- _WORK TASK_:
The required result is a copy of each line below in which "just" appears.

[Dataset entries]
..........

Issue #612, opened 2026-06-01
mysql-python loses anything past the first message


sam-leonard-ct:
### Describe the bug

mssql-python doesn't return anything after the first message

### To reproduce

This is the minimum test case I could get to reproduce the bug, this script passes when cursor is from pyodbc, but not when cursor is from mysql-python.

```python
cursor.execute("""
PRINT('hi');
PRINT('ih');
""")

assert cursor.messages == [('[01000] (0)', '[Microsoft][ODBC Driver 18 for SQL Server][SQL Server]hi')]

assert cursor.nextset()
# on mysql-python this second message is missing
assert cursor.messages == [('[01000] (0)', '[Microsoft][ODBC Driver 18 for SQL Server][SQL Server]ih')]

assert not cursor.nextset()
```

### Expected behavior
All messages from the operation should be returned via cursor.messages at some point before cursor.nextset() returns False, preferably in the order detailed in the above script.

### Further technical details
Python version: 3.12.11
SQL Server version: SQL SERVER 2017
Operating system: macOS 26.5

jahnvi480:
Thanks for the detailed report and repro, @sam-leonard-ct!

We've triaged this and confirmed it's a bug. The root cause is that cursor.nextset() calls SQLMoreResults under the hood but doesn't check for SQL_SUCCESS_WITH_INFO to capture diagnostic messages (like PRINT output). The first PRINT is captured correctly by execute(), but any subsequent messages delivered via SQLMoreResults were silently dropped.

We'll have a PR up shortly with the fix.

sam-leonard-ct:
> Thanks for the detailed report and repro, [@sam-leonard-ct](https://github.com/sam-leonard-ct)!
> 
> We've triaged this and confirmed it's a bug. The root cause is that cursor.nextset() calls SQLMoreResults under the hood but doesn't check for SQL_SUCCESS_WITH_INFO to capture diagnostic messages (like PRINT output). The first PRINT is captured correctly by execute(), but any subsequent messages delivered via SQLMoreResults were silently dropped.
> 
> We'll have a PR up shortly with the fix.

Awesome, thanks for the quick debugging!

jahnvi480:
@sam-leonard-ct We have merged the PR and it this bug will be resolved in our next release. Thank you for detecting bug and helping us improve our driver. Keep trying out our driver!

PR #618, opened 2026-06-02
FIX: Capture PRINT messages in nextset() via SQL_SUCCESS_WITH_INFO

jahnvi480:

> [AB#45395](https://sqlclientdrivers.visualstudio.com/c6d89619-62de-46a0-8b46-70b92a84d85e/_workitems/edit/45395)

> GitHub Issue: #612

### Summary   
This pull request addresses an issue where diagnostic messages (such as SQL Server PRINT output) from subsequent result sets were not properly captured when using the `nextset()` method. The fix ensures that all messages are collected, even across multiple result sets, and adds comprehensive tests to verify this behavior.

**Bug Fix: Diagnostic Message Handling**
- Updated the `nextset()` method in `cursor.py` to capture diagnostic messages (e.g., PRINT output) when SQL returns `SQL_SUCCESS_WITH_INFO`, ensuring messages from all result sets are preserved.

**Testing Improvements**
- Added several new tests in `test_004_cursor.py` to verify that PRINT messages are correctly captured across multiple result sets and that messages from previous result sets are cleared appropriately:
  - Test for multiple PRINT statements across result sets via `nextset()`
  - Test for PRINT messages interleaved with SELECT statements
  - Test for three consecutive PRINT messages across `nextset()` calls
  - Test to ensure `nextset()` clears messages from the previous result set

### DIFF
--- a/mssql_python/cursor.py
+++ b/mssql_python/cursor.py
@@ -2759,12 +2759,12 @@ class Cursor:  # pylint: disable=too-many-instance-attributes,too-many-public-me
 
         return pyarrow.RecordBatchReader.from_batches(schema, batch_generator())
 
-    def nextset(self) -> Union[bool, None]:
+    def nextset(self) -> bool:
         """
         Skip to the next available result set.
 
         Returns:
-            True if there is another result set, None otherwise.
+            True if there is another result set, False otherwise.
 
         Raises:
             Error: If the previous call to execute did not produce any result set.
@@ -2784,6 +2784,11 @@ class Cursor:  # pylint: disable=too-many-instance-attributes,too-many-public-me
         # Skip to the next result set
         ret = ddbc_bindings.DDBCSQLMoreResults(self.hstmt)
         check_error(ddbc_sql_const.SQL_HANDLE_STMT.value, self.hstmt, ret)
+
+        # Capture diagnostic messages (e.g. PRINT output) on SQL_SUCCESS_WITH_INFO.
+        # Without this, messages from subsequent result sets are silently lost (GH-612).
+        if ret == ddbc_sql_const.SQL_SUCCESS_WITH_INFO.value and self.hstmt:
+            self.messages.extend(ddbc_bindings.DDBCSQLGetAllDiagRecords(self.hstmt))
 
         if ret == ddbc_sql_const.SQL_NO_DATA.value:
             logger.debug("nextset: No more result sets available")
--- a/mssql_python/cursor.py
+++ b/mssql_python/cursor.py
@@ -810,6 +810,25 @@ class Cursor:  # pylint: disable=too-many-instance-attributes,too-many-public-me
                 ddbc_error="",
             )
 
+    def _capture_diagnostics(self, ret: int) -> None:
+        """Append diagnostic messages to self.messages when the return code
+        indicates records may be present.
+
+        Captures on SQL_SUCCESS_WITH_INFO (info/warning messages) and
+        SQL_NO_DATA (trailing diagnostics attached by SQLMoreResults,
+        e.g. a PRINT after the final result set).
+
+        Skips SQL_SUCCESS to avoid the ~10 ms overhead of scanning the
+        driver's internal state when no records exist.  SQL_ERROR is
+        handled separately by check_error() which extracts diagnostics
+        and raises.
+        """
+        if self.hstmt and ret in (
+            ddbc_sql_const.SQL_SUCCESS_WITH_INFO.value,
+            ddbc_sql_const.SQL_NO_DATA.value,
+        ):
+            self.messages.extend(ddbc_bindings.DDBCSQLGetAllDiagRecords(self.hstmt))
+
     def _ensure_pyarrow(self) -> Any:
         """
         Import and return pyarrow or raise ImportError accordingly.
@@ -1518,13 +1537,7 @@ class Cursor:  # pylint: disable=too-many-instance-attributes,too-many-public-me
             self._reset_cursor()
             raise
 
-        # Capture diagnostic messages only on SQL_SUCCESS_WITH_INFO.
-        # SQL_SUCCESS has no records — calling DDBCSQLGetAllDiagRecords on it
-        # costs ~10ms/call (driver scans internal state to find nothing).
-        # SQL_ERROR is already handled by check_error() above which extracts
-        # diagnostics and raises.
-        if ret == ddbc_sql_const.SQL_SUCCESS_WITH_INFO.value and self.hstmt:
-            self.messages.extend(ddbc_bindings.DDBCSQLGetAllDiagRecords(self.hstmt))
+        self._capture_diagnostics(ret)
 
         self.last_executed_stmt = operation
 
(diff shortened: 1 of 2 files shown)


KellyKr:
I just ran into this and see the fix will be coming. Nice!

To ask for a bit more: the type of cursor.messages is list[Unknown], it would be nice to have correct typing on it.

mssql_python/cursor.py
```diff
@@ -2799,6 +2799,11 @@ def nextset(self) -> Union[bool, None]:
         ret = ddbc_bindings.DDBCSQLMoreResults(self.hstmt)
         check_error(ddbc_sql_const.SQL_HANDLE_STMT.value, self.hstmt, ret)
 
+        # Capture diagnostic messages (e.g. PRINT output) on SQL_SUCCESS_WITH_INFO.
+        # Without this, messages from subsequent result sets are silently lost (GH-612).
+        if ret == ddbc_sql_const.SQL_SUCCESS_WITH_INFO.value and self.hstmt:
```
sumitmsft: Can you validate if this capture pattern is duplicated in other places? If so, I think making a helper method would help to avoid duplicating this pattern in the code base.

sumitmsft: `SQLMoreResults` can return `SQL_NO_DATA` with diagnostic records still attached. The trailing `PRINT` after a final `SELECT` lands on exactly this return code:

``` python
PRINT('before'); 
SELECT 1; 
PRINT('after');  -- 'after' attaches to SQL_NO_DATA
```
The current fix only captures on `SQL_SUCCESS_WITH_INFO`, so PRINT('after') will still be silently dropped.

Can you tak care of this case as well?

tests/test_004_cursor.py
```diff
@@ -6452,6 +6452,106 @@ def test_cursor_messages_with_error(cursor):
...
+
+    while cursor.nextset():
+        all_messages.extend(cursor.messages)
+        if cursor.description:
+            all_rows.extend(cursor.fetchall())
+            # fetchall may also produce diagnostics
+            all_messages.extend(cursor.messages)
+
+    # Verify both PRINT messages were captured somewhere across all result sets
+    combined_text = " ".join(m[1] for m in all_messages)
```
sumitmsft: `all_messages` includes messages captured by `execute(), nextset(), and fetchall()`. So even if `nextset()` silently drops the "after select" PRINT, the test still passes because `fetchall()` independently captures the same diagnostics from the statement handle.

So, this test passes today, but it would also pass if someone reverted the entire fix in this PR. It can't tell the difference between "nextset() works" and "nextset() is broken but fetchall() saved us."

I'd suggest only collect messages from the `nextset()` call itself because the test fails if and only if `nextset()` actually drops the message which is exactly what we want.

tests/test_004_cursor.py
```diff
@@ -6452,6 +6452,106 @@ def test_cursor_messages_with_error(cursor):
     assert "After error" in cursor.messages[0][1], "Message should be from after the error"
 
 
+def test_cursor_messages_nextset_multiple_prints(cursor):
```
sumitmsft, line 6455: Add a test that covers the case where `nextset()` returns `SQL_NO_DATA` while diagnostic info is still attached (the most common cause of bug reports). The trailing-`PRINT-after-final-SELECT` case is the main customer pain point and is not unambiguously tested.

tests/test_004_cursor.py
```diff
@@ -6452,6 +6452,106 @@ def test_cursor_messages_with_error(cursor):
...
+    """Test that PRINT messages from subsequent result sets are captured via nextset().
+
+    Regression test for GH-612: PRINT messages after the first one were lost
+    because nextset() did not capture SQL_SUCCESS_WITH_INFO diagnostics.
+    """
+    cursor.execute("""
```
sumitmsft, line 6461: Tests use `PRINT('hi')` syntax (with parentheses). T-SQL `PRINT ` accepts both with and without parens; consistency with the rest of the test file (use PRINT 'Hello world!') is preferable.

mssql_python/cursor.py
```diff
@@ -2773,12 +2773,12 @@ def batch_generator():
 
         return pyarrow.RecordBatchReader.from_batches(schema, batch_generator())
 
-    def nextset(self) -> Union[bool, None]:
+    def nextset(self) -> bool:
```
sumitmsft: Per [PEP 249](https://peps.python.org/pep-0249/#nextset), `nextset() `should return `True `or `None ` never `False`. `mssql-python` returns True/False, which is a pre-existing deviation. By tightening the type to `bool`, we're now formally committing to it. Future PEP-249 alignment would become a breaking change.

Can we either 
(a) revert to Optional[bool] to keep the door open - to migrate to PEP-249 semantics (True/None) later without a breaking signature change.
or (b) keep bool but call out the deviation in the CHANGELOG so it's a deliberate decision? This will let users know not to expect pyodbc-compatible `None`.

sumitmsft:
> I just ran into this and see the fix will be coming. Nice!
> 
> To ask for a bit more: the type of cursor.messages is list[Unknown], it would be nice to have correct typing on it.

@jahnvi480 While we're touching the messages handling, can we also fix the typing? Today `self.messages = []` is inferred as `list[Unknown]` by IDEs and type-checkers.

The C++ binding (`SQLGetAllDiagRecords`) always returns `Tuple[str, str]` per entry. `(sql_state_with_error_code, message_text)` and the tests already assert this shape. So. do you think it's a safe fix?

mssql_python/cursor.py
jahnvi480: Yes while working on this issue I did see that we have missed capturing this in other APIs as well, I have created a helper method which will be later reused.

jahnvi480: Have added capturing for SQL_NO_DATA as well

tests/test_004_cursor.py
jahnvi480: Made required changes

tests/test_004_cursor.py
jahnvi480: Added test to check this as well

mssql_python/cursor.py
jahnvi480: Reverted to Optional[bool] with docstring noting the PEP-249 deviation

tests/test_004_cursor.py
jahnvi480: The CI run disproved this assumption, the ODBC Driver 18 delivers a trailing PRINT as its own result set (SQL_SUCCESS_WITH_INFO), not as diagnostics attached to SQL_NO_DATA. The actual flow for SELECT 1; PRINT 'trailing' is:

SQLMoreResults → SQL_SUCCESS_WITH_INFO (carries the PRINT message) → nextset() returns True
SQLMoreResults → SQL_NO_DATA (no diagnostics) → nextset() returns False
I've updated the test to match the real driver behavior — it now asserts nextset() returns True and captures the trailing PRINT via SQL_SUCCESS_WITH_INFO.

That said, _capture_diagnostics() still defensively captures on SQL_NO_DATA too, in case other ODBC drivers behave differently. It's zero-cost when no records exist.

jahnvi480:
Thanks @KellyKr and @sumitmsft for detailed review, I have verified and updated the typing for messages.

sumitmsft (approved):

subrata-ms (approved):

..........

- _YOUR RESPONSE_:
I just ran into this and see the fix will be coming. Nice!
> I just ran into this and see the fix will be coming. Nice!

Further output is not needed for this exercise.